The landmark change in the was effected by the decision of a majority of the Justices of the High Court of Australia in Mabo v Queensland (1991-1992) 175 CLR 1. The indigenous people of Australia as a whole had no land base recognised by Australian law until 3 June 1992, when that decision was handed down.


Upon European settlement Australian governments proceeded upon the basis that the indigenous people had no settled law and therefore nobody owned the land with the result that it all vested in governments to use as they saw fit.


That view was supported by the courts until Mabo where Brennan J said the assumption was false and quoted a finding by Blackburn J in the famous 1971 Gove case, Milirrpum v Nabalco Pty Ltd (1971):


"The evidence shows a subtle and elaborate system highly adapted to the country in which the people led their lives, which provided a stable order of society and was remarkably free from the vagaries of personal whim or influence. If ever a system could b e called 'a government of laws, and not of men', it is that shown in the evidence before me."

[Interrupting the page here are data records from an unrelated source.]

PR #175, opened 2020-02-10
Create Python wrapper for MLIR converter

lgeiger:
For now this removes the `tf_lce_translate` binary to keep it simple, we probably want to add it back once  we setup the proper MLIR testing infrastructure.


lgeiger:
Alright CI is now finally happy with it and this is ready for review. For now this only supports TensorFlow 2.1, but I'll add handling for broader version support in future PRs. Since this only requires Python code changes.

.github/workflows/unittests.yml
```diff
@@ -126,8 +126,14 @@ jobs:
         run: |
           curl -L https://github.com/bazelbuild/bazelisk/releases/download/v1.3.0/bazelisk-linux-amd64 > bazelisk
           chmod +x bazelisk
+      - name: Force Python 3 for everything we do
+        run: |
+          ln -sf /usr/bin/python3.6 /usr/bin/python
+          ln -sf /usr/bin/python3.6 /usr/bin/python3
```
Tombana: Hopefully we can soon figure out how to do this properly. Maybe simply uninstalling python2 at the start?

larq_compute_engine/mlir/python/converter.py
```diff
@@ -0,0 +1,79 @@
...
+    get_grappler_config,
+    get_tensor_name,
+    run_graph_optimizations,
+)
+from tensorflow.python.eager import def_function
+from tensorflow.python.framework import convert_to_constants, dtypes
+from tensorflow.python.keras.saving import saving_utils
+
+
+def convert_keras_model(model):
```
Tombana: Should we add a comment to mention that this is derived from the `from_keras_model` function in [this file](https://github.com/tensorflow/tensorflow/blob/master/tensorflow/lite/python/lite.py) ? Then we know that updates to that function can be upstreamed into our function.

larq_compute_engine/mlir/python/converter.py
```diff
@@ -0,0 +1,79 @@
...
+            shape[0] = 1
+            tensor.set_shape(shape)
+
+    return convert_graphdef_to_tflite_flatbuffer(
+        graph_def.SerializeToString(),
+        [get_tensor_name(tensor) for tensor in input_tensors],
+        [DataType.Name(tensor.dtype.as_datatype_enum) for tensor in input_tensors],
+        [tensor.shape.as_list() for tensor in input_tensors],
+        [get_tensor_name(tensor) for tensor in output_tensors],
+    )
```
Tombana: :rocket:  This call with pybind is *sooo* much cleaner than TFs separate `toco_from_protos` binary!

.github/workflows/unittests.yml
lgeiger: Unfortunately this is also how [Tensorflow Addons](https://github.com/tensorflow/addons/blob/master/tools/ci_build/builds/release_linux.sh#L45) solves their Python version problem. I agree there must be a better way to do this, but it would involve messing with `tf_configure` or trying to find the correct environment variable to set.
I think I'd be in favour of just running the tests on macos outside the container with a custom the github provided Python version which should make CI faster as well.

lgeiger: Just for reference, I think [this is the code](https://github.com/tensorflow/tensorflow/blob/4f2afc07b26748f80a0de768fac81c7816410b44/configure.py#L203-L269) that determines the Python version used by TensorFlow (and the TensorFlow provided pybind extension).

larq_compute_engine/mlir/python/converter.py
lgeiger: I agree. Are you fine with doing this in a future PR? Then I'd like to also add support for different TensorFlow versions and add the relevant tests to CI as well.

larq_compute_engine/mlir/python/converter.py
lgeiger: I agree, pybind11 is quite nice to use.

Also checkout [this RFC](https://github.com/tensorflow/community/blob/master/rfcs/20190208-pybind11.md) for more info about pybind11 inside TensorFlow.

.github/workflows/unittests.yml
lgeiger: Or maybe we could look into switching to the default `pybind_extension` https://github.com/pybind/pybind11_bazel

Tombana: I think we also tried that for some other bazel command: switching from the TF version to the normal bazel version, but then somehow things got messed up.

The code you linked that determines the Python version suggests setting `PYTHON_LIB_PATH` and `PYTHON_BIN_PATH`, but if this is how TF Addons solves it, then I'm 100% in favor of leaving it like this.

PR #177, opened 2020-02-12
Add fused activation support for valid padding

Tombana:
This adds the `"activation"` attribute which can be set to `"RELU"`.

### DIFF
--- a/larq_compute_engine/core/bgemm_kernels_ruy.h
+++ b/larq_compute_engine/core/bgemm_kernels_ruy.h
@@ -98,6 +98,8 @@ struct BgemmKernel<ruy::Path::kStandardCpp, LhsScalar, RhsScalar, DstScalar,
         if (spec.fused_add) {
           dst_val += spec.fused_add[i];
         }
+        dst_val = std::min<DstScalar>(dst_val, spec.clamp_max);
+        dst_val = std::max<DstScalar>(dst_val, spec.clamp_min);
         *ElementPtr(dst, i, j) = dst_val;
       }
     }
--- a/larq_compute_engine/tflite/tests/bconv2d_test.cc
+++ b/larq_compute_engine/tflite/tests/bconv2d_test.cc
@@ -42,6 +42,15 @@ TfLiteRegistration* Register_CONVOLUTION_GENERIC_OPT();
 }  // namespace builtin
 }  // namespace ops
 
+std::string getActivationString(const enum ActivationFunctionType activation) {
+  if (activation == ActivationFunctionType_RELU) {
+    return "RELU";
+  } else if (activation == ActivationFunctionType_NONE) {
+    return "NONE";
+  }
+  return "UNKOWN";
+}
+
 namespace {
 
 class BaseConvolutionOpModel : public SingleOpModel {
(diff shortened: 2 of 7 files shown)


larq_compute_engine/core/bgemm_kernels_ruy.h
```diff
@@ -98,6 +98,8 @@ struct BgemmKernel<ruy::Path::kStandardCpp, LhsScalar, RhsScalar, DstScalar,
         if (spec.fused_add) {
           dst_val += spec.fused_add[i];
         }
+        dst_val = std::min<DstScalar>(dst_val, spec.clamp_max);
+        dst_val = std::max<DstScalar>(dst_val, spec.clamp_min);
```
lgeiger: This would now calculate `Conv -> Mul -> Add -> Relu`, but for us to be useful in practice we'd want to do `Conv -> Relu -> Mul -> Add` or am I missing something?

Do you think it would make sense to split `fused_add` and `fused_multiply` into the backtransformation to {-1, +1} space and the floating fused multiplier + bias?

larq_compute_engine/tflite/tests/bconv2d_test.cc
```diff
@@ -317,10 +330,15 @@ TEST_P(BConv2DOpTest, SimpleTest) {
...
   const int dilation_height_factor = param.dilation_height_factor;
   const int dilation_width_factor = param.dilation_width_factor;
-  // TOOD: currently we are ignoring padding
   const Padding padding = param.padding;
+  const ActivationFunctionType activation = param.activation;
   const int num_threads = param.num_threads;
 
+  // Fused ReLu is not yet supported for zero-padding
+  if (padding == Padding_SAME && activation == ActivationFunctionType_RELU) {
+    return;
```
arashb: this should return an error message.

larq_compute_engine/tflite/tests/bconv2d_test.cc
```diff
@@ -189,12 +200,13 @@ struct TestParam {
...
-                     const TensorData& filter, const TensorData& output,
-                     int stride_width = 1, int stride_height = 1,
-                     enum Padding padding = Padding_VALID,
-                     int dilation_width_factor = 1,
-                     int dilation_height_factor = 1, int num_threads = -1) {
+  BaseBConv2DOpModel(
+      register_function registration, const TensorData& input,
+      const TensorData& filter, const TensorData& output, int stride_width = 1,
+      int stride_height = 1, enum Padding padding = Padding_VALID,
+      enum ActivationFunctionType activation = ActivationFunctionType_NONE,
```
arashb: why do you need to change the entire function list fo arguments. you can just add it new argument at the end of the list.

larq_compute_engine/core/bgemm_kernels_ruy.h
Tombana: So i'd be in favor of having *two* multiply and add inputs. Maybe something like `{pre,post}_activation_{multiply,add}`.
The reason is that between Conv and Relu, we need a multiply and add *anyway* for the backtransformation. So we might as well support custom multiply and add values since the number of computational ops stays the same.
The multiply and add *after* the Relu are really extra, and the TF Lite conv also does not fuse them. Now that we have the MLIR converter, that'll be easy to add. I'll try to make a PR soon.

larq_compute_engine/tflite/tests/bconv2d_test.cc
Tombana: I agree, but then the unit tests would fail. I wanted to only skip this particular test combination but I did not know another way.

larq_compute_engine/tflite/tests/bconv2d_test.cc
Tombana: I wanted to keep it synchronized with the order of the original conv, and therefore i added it after the padding argument. I can move it to the end if you want.

larq_compute_engine/tflite/tests/bconv2d_test.cc
arashb: in that case please create an issue that we don't forget bc with this test case I think we will see no failing tests for unsupported padding.

Tombana: I added this issue with a link to that line in the file: https://github.com/larq/compute-engine/issues/182

arashb:
close it for now.

PR #178, opened 2020-02-12
Cleanup configure script

Tombana:
This removes the gpu question from the configure script.


configure.sh
```diff
@@ -59,53 +47,25 @@ while [[ "$PIP_MANYLINUX2010" == "" ]]; do
...
-        echo 'Installing tensorflow 1.14......\n'
-        pip install tensorflow==1.14
-    else
-        echo 'Installing tensorflow 2......\n'
-        pip install tensorflow
-    fi
-  fi
-
+# Check if it's installed
+if [[ $(pip show tensorflow) == *tensorflow* ]] || [[ $(pip show tf-nightly) == *tf-nightly* ]] || [[ $(pip show tensorflow-cpu) == *tensorflow-cpu* ]]; then
```
arashb: this should not build against all tf-nightly.

Tombana: Note that this tf-nightly part was already in the original configure script. By default it will install normal tensorflow, but if tf-nightly was *already* installed by the user, then it will assume that the user wants to use that instead.

Do you still think we should remove it? I'm neutral on this.

arashb: the build might fail if you build against unstable TF so I am in favour of removing it.

Tombana:
> I am currently messing with the configure script as well. Can we wait with merging until #175 and #181 are merged?

I think you already applied the same changes in #181 (removing the GPU questions etc) so then this PR can probably be closed.

PR #181, opened 2020-02-13
Build wheels for MLIR converter on CI

lgeiger:
This PR adds automatic release builds for wheels including the MLIR converter and adds support for TensorFlow 1.14 eager, 1.15 eager, 2.0 and 2.1.


.github/tools/release_linux.sh
```diff
@@ -0,0 +1,39 @@
...
+apt-get -y -qq install python${PYTHON_VERSION}-dev --no-install-recommends
+ln -sf /usr/bin/python${PYTHON_VERSION} /usr/bin/python
+ln -sf /usr/bin/python${PYTHON_VERSION} /usr/bin/python3
+
+ls /usr/include/x86_64-linux-gnu/
+ls /dt7/usr/include/x86_64-linux-gnu/
+
+# This really shouldn't be required to get 3.7 builds working
+ln -sf /usr/include/x86_64-linux-gnu/python3.7m /dt7/usr/include/x86_64-linux-gnu/python3.7m || true
+ln -sf /usr/include/x86_64-linux-gnu/python3.7m /dt8/usr/include/x86_64-linux-gnu/python3.7m || true
```
lgeiger: Not sure what's going on here, but it looks like those files are missing from the custom op container.
https://github.com/tensorflow/tensorflow/blob/master/tensorflow/tools/ci_build/Dockerfile.custom_op_ubuntu_16#L77-L83

In any case this makes the Python 3.7 wheels build.

.github/tools/release_linux.sh
```diff
@@ -0,0 +1,39 @@
+#!/usr/bin/env bash
+set -e -x
+
+# Remove the now private ppa. This can be removed after the docker image removes the
+# pre-installed python packages from this ppa.
+rm -f /etc/apt/sources.list.d/jonathonf-ubuntu-python-3_6-xenial.list
+
+ln -sf /usr/bin/python3.5 /usr/bin/python3 # Py36 has issues with add-apt
```
lgeiger: This is all magic adapted from https://github.com/tensorflow/addons/blob/master/tools/ci_build/builds/release_linux.sh

.github/workflows/release.yml
```diff
@@ -0,0 +1,100 @@
+name: lce-release
+
+# on:
+#   release:
+#     tags:
+#       - v*
+on: [push]
```
lgeiger: Before merging we should set this to only run when pushing a tag

.github/workflows/release.yml
```diff
@@ -0,0 +1,100 @@
...
+            .github/tools/release_linux.sh
+
+          sudo apt-get -y -qq install patchelf --no-install-recommends
+          python -m pip install auditwheel==2.0.0
+
+          for f in artifacts/*.whl; do
+            auditwheel show $f || true
+            # auditwheel repair fails likely due similar reasons as
+            # https://github.com/tensorflow/addons/pull/435
+            # auditwheel repair --plat manylinux2010_x86_64 $f
```
lgeiger: Not sure about this, but wheels seem to work fine without it

.github/workflows/unittests.yml
```diff
@@ -77,34 +27,21 @@ jobs:
...
-      - name: "Python Test Dependency: Build LCE PIP Package"
-        run: bazel-bin/build_pip_pkg artifacts
-      - name: "Python Test Dependency: Install LCE PIP Package"
-        run: pip3 install larq pytest pytest-xdist artifacts/*.whl
-      - name: "Run Python Tests"
-        run: |
-          # Go to a different directory to force it to use the installed package
-          # and not use the local larq_compute_engine directory
-          cd larq_compute_engine/tflite
-          python3 -m pytest . -n auto
```
lgeiger: We should refactor those tests to use the new converter at some point.

.github/workflows/unittests.yml
```diff
@@ -77,34 +27,21 @@ jobs:
...
 
   ARM:
     runs-on: ubuntu-latest
-    container:
-      image: tensorflow/tensorflow:custom-op-ubuntu16
-
```
lgeiger: This should speedup CI

.github/workflows/unittests.yml
```diff
@@ -116,24 +53,31 @@ jobs:
         run: ./bazelisk run larq_compute_engine/tflite/tests:cc_tests_aarch64_qemu --config=aarch64
 
   MLIR:
-    runs-on: ubuntu-latest
-    container:
-      image: tensorflow/tensorflow:custom-op-ubuntu16
-
+    runs-on: macos-latest
```
lgeiger: I did some speed testing and by default the MLIR build took [42:39 min](https://github.com/larq/compute-engine/runs/441958454). Without the container, without the manylinux2010 toolchain and using `--distinct_host_configuration=false`, I can get it down to [31:32 min](https://github.com/larq/compute-engine/runs/443167125?check_suite_focus=true). Building using macOS is the fastest though with [19:24 min](https://github.com/larq/compute-engine/runs/443064715?check_suite_focus=true).

WORKSPACE
```diff
@@ -1,9 +1,5 @@
 workspace(name = "larq_compute_engine")
 
-load("//third_party/tf:tf_configure.bzl", "tf_configure")
-
-tf_configure(name = "local_config_tf")
-
```
lgeiger: This was only necessary for building the custom TF ops.

configure.sh
```diff
@@ -23,147 +23,58 @@ function write_to_bazelrc() {
...
-
-
 if [[ "$PIP_MANYLINUX2010" == "1" ]]; then
   if is_linux; then
     write_to_bazelrc "build --config=manylinux2010"
     write_to_bazelrc "test --config=manylinux2010"
   fi
+fi
+
+if ! is_windows; then
```
lgeiger: I spend ~10min trying to compile it on Windows, but without look. Though these changes should at least make the configure script Windows compatible.

lgeiger:
I tested the wheel generation at https://github.com/larq/compute-engine/actions/runs/38699565

.github/workflows/release.yml
Tombana: :+1: , but we should still have several people with different OS versions check the wheel.

.github/workflows/unittests.yml
Tombana: :+1:  And probably just use the pre-built pip package instead of recompiling the entire converter.

.github/workflows/release.yml
lgeiger: Agreed. I fairly am confident about the wheels though, since auditwheel only complains about our own shared library which we definitely need in the wheel.

.github/workflows/unittests.yml
```diff
@@ -116,24 +53,31 @@ jobs:
...
+      - name: Run converter tests TF 2.0
+        run: ./bazelisk run larq_compute_engine/mlir:converter_test --distinct_host_configuration=false
+      - name: Install TF 1.15
+        run: pip install tensorflow==1.15 --no-cache
+      - name: Run converter tests TF 1.15
+        run: ./bazelisk run larq_compute_engine/mlir:converter_test --distinct_host_configuration=false
+      - name: Install TF 1.14
+        run: pip install tensorflow==1.14 --no-cache
+      - name: Run converter tests TF 1.14
+        run: ./bazelisk run larq_compute_engine/mlir:converter_test --distinct_host_configuration=false
```
lgeiger: We could parallelize this in the future, though then we'd need to build a wheel first and store it in an artifact.

.github/workflows/unittests.yml
Tombana: Note that the `configure.sh` script, in case of `manylinux2010`, adds some `crosstool_top` flag to `.bazelrc` that refers to a hardcoded path in that docker container. However, since this CI run only uses `--config=rpi3` and `--config=aarch64`, those flags are overwritten.
I'm indeed in favor of removing the container here, but maybe we should add a comment that this means we can only use bazel commands with one of those configs and not the default one!

.github/workflows/unittests.yml
Tombana: I think this is fine.
However, after installing a different tensorflow version, technically you should run `./configure.sh` again because it will update some TF paths. I think its fine in this case because all versions are installed to the same path here.

However, for TF 1.14 especially, we should run it again but with `no` to the manylinux2010 question.

lgeiger: > ./configure.sh again because it will update some TF paths. I think its fine in this case because all versions are installed to the same path here.

I removed the path configs from the ./configure.sh script since they are only needed when building custom ops that dynamically link against TensorFlow

configure.sh
```diff
@@ -212,7 +123,7 @@ build:nohdfs --define=no_hdfs_support=true
 build:nonccl --define=no_nccl_support=true
 
 build --config=v2 --config=noaws --config=nogcp --config=nohdfs --config=nonccl
-test --config=v2 --config=noaws --config=nogcp --config=nohdfs --config=nonccl
+test --config=v2
```
Tombana: What does this do?

lgeiger: This was added by mistake and will throw warnings since it is already configured on the build. This makes sure we don't build TensorFlow with those features since we don't need them.

.github/workflows/unittests.yml
lgeiger: I am not sure if I follow what you mean exactly, do you want to add this comment in a followup PR?

Tombana: I meant that either in this PR or a future PR, it might be nice to have a comment in this `unittests.yml` file, with something like:
```
# Note that the default bazel config will not work here because this does not run in the docker container. Only the `rpi3` and `aarch64` config options are valid here.
```

lgeiger: Just for reference, you can build it outside the container without the manylinux2010 toolchaing with no problem: https://github.com/larq/compute-engine/actions/runs/38647228/workflow#L67

Tombana: Ah yes thats true. The hardcoded toolchain path only gets added for manylinux2010.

Mabo decided that unless and until the Crown exercised its sovereign power to appropriate indigenous land rights and interests they could still exist.


The result is that governments proceeded across two centuries on the false premise that indigenous people had no traditional rights in land. Whether or not those rights were recognised, governments could have extinguished them all by executive act or legislation.  Legislation and executive acts have in fact extinguished many of them to meet the land demands of the wider community.


However, any attempt by a government to extinguish traditional rights in land following the Mabo decision and before the enactment of the Native Title Act 1993 would give rise to claims that the Racial Discrimination Act 1975 required the payment of just compensation to the owners of the traditional interests.


Indigenous traditional interests in land have come to be spoken of as 'native title'. In Mabo, Brennan J described it as follows:


"The term "native title" conveniently describes the interests and rights of indigenous inhabitants in land whether communal, group or individual possessed under the traditional laws acknowledged by and the traditional customs observed by the indigenous in habitants."


The following general propositions emerge from Mabo:


a) the title may remain in existence where the community, group or individual continue to acknowledge the laws and observe the customs by which traditional connection to the land has been maintained


b) the title can be lost by abandonment of traditional laws and customs and once lost cannot be revived


c) the traditional laws and customs from which the native title is derived determine its nature but they may change and particular rights and interests will change in consequence


d) native title may only be transferred in accordance with traditional laws and customs, although it may be surrendered to the Crown


e) exclusive occupation of the land is not necessary but whether some continuing physical connection with the land is necessary may be an open question


f) extinguishment of native title requires the demonstration of a plain or clear intention to extinguish or impair native title, and may be shown by acts inconsistent with the continuance of native title. Once native title is extinguished it cannot be revived.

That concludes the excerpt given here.